You Can Take it With You!
Transitions in employment are also a source of loss for retirement accounts. When an employee leaves one retirement plan and joins another employer, there is frequently collateral damage to their retirement savings. Generally, if the amount invested is small, employees tend to cash out such monies and not reinvest them in new retirement plans. That adds up to a staggering loss of wealth for employees.
Job-changing workers cash out their 401(k) plans and pay taxes and penalties in the amount of $92 billion every year, according to the Employee Benefits Research Institute. Black and Hispanic workers are the most adversely affected by this phenomenon—63% of black and 57% of Hispanic workers cash out upon changing jobs. Low-income and younger workers also have high cash-out rates, irrespective of race, with 50% of workers earning $20,000 to $30,000 and 44% of workers between ages 20 and 29 cashing out within a year of switching jobs.
A new program, pioneered by Spencer Williams, a former senior executive at MassMutual Financial Group who founded and heads Retirement Clearinghouse, works with plan recordkeepers to allow seamless transfers of assets between employers, even if months or years pass before an employee gets a new job. In July, Alight Solutions, a leading provider of next level human capital and business solutions, became the first recordkeeper to offer Retirement Clearinghouse’s auto-portability solution to its client base of 185 defined contribution plan sponsors serving nearly five million employees.
Partner Up
Because of the vast range of needs presented by employees and the extraordinary needs presented by a crisis like COVID-19, employers likely will benefit from performing an inventory of all the different resources available from affiliates, vendors and partners with which the organization already has a relationship.
BrightSpring Health Services, a 50,000-employee health and pharmacy services provider based in Louisville, Kentucky, which last year merged with PharMerica, has utilized its many partners and vendors to offer assistance to employees. “An employee assistance program provider and other vendors worked with us to make information available to employees on local food pantries, local rental assistance, emergency childcare information, as well as free online education on various relevant subjects,” says Anna Langford, HR M&A Leader at BrightSpring. “Additionally, we provided information on prescription medications savings and digital planning tools…we shared access to information on BeneStream and Operation Hope with our team members. These organizations help individuals who qualify to apply for certain government programs. Operation Hope also connects them to a financial coach.”

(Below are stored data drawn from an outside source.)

PR #678, opened 2026-08-05
Sleep tool in cli

uuuvn:


crates/cli/src/interactive/sessions/chat.rs
```diff
@@ -240,3 +241,16 @@ fn chat_state_mut(state: &mut ApplicationState) -> Option<&mut ChatSessionState>
 fn get_current_date_time() -> String {
     Local::now().to_rfc3339()
 }
+
+/// Sleeps for the given number of seconds before responding, at most 60 seconds.
+#[uzu_tool_function]
+async fn sleep(
+    /// Number of seconds to sleep, at most 60.
+    seconds: f64
```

BeneStream’s “Medicaid for the Workplace” platform provides employers a one-stop enrollment platform that helps low-wage workers access a full suite of government benefits through a single, integrated platform. The platform includes digital screening capabilities in addition to a call center of multilingual enrollment specialists and policy experts who can connect individuals and families with an array of benefits they may not know are available to them.
The number of employers offering financial wellness programs is rising. A 2019 Bank of America survey found that the percentage of employers who offered financial wellness programs increased from 24% in 2015 to 53% in 2019, though some sources note the quality of such programs varies.
Income inequality is often seen as the first hurdle to jump, but it may be the case that financial education—budgeting, minimizing waste, establishing and maintaining good credit—combined with employee benefits, such as rainy day funds, low-interest loans, consumer discount programs, health savings accounts, employer matching, and financial incentives, can help the lowest-income workers set a sound baseline from which to grow.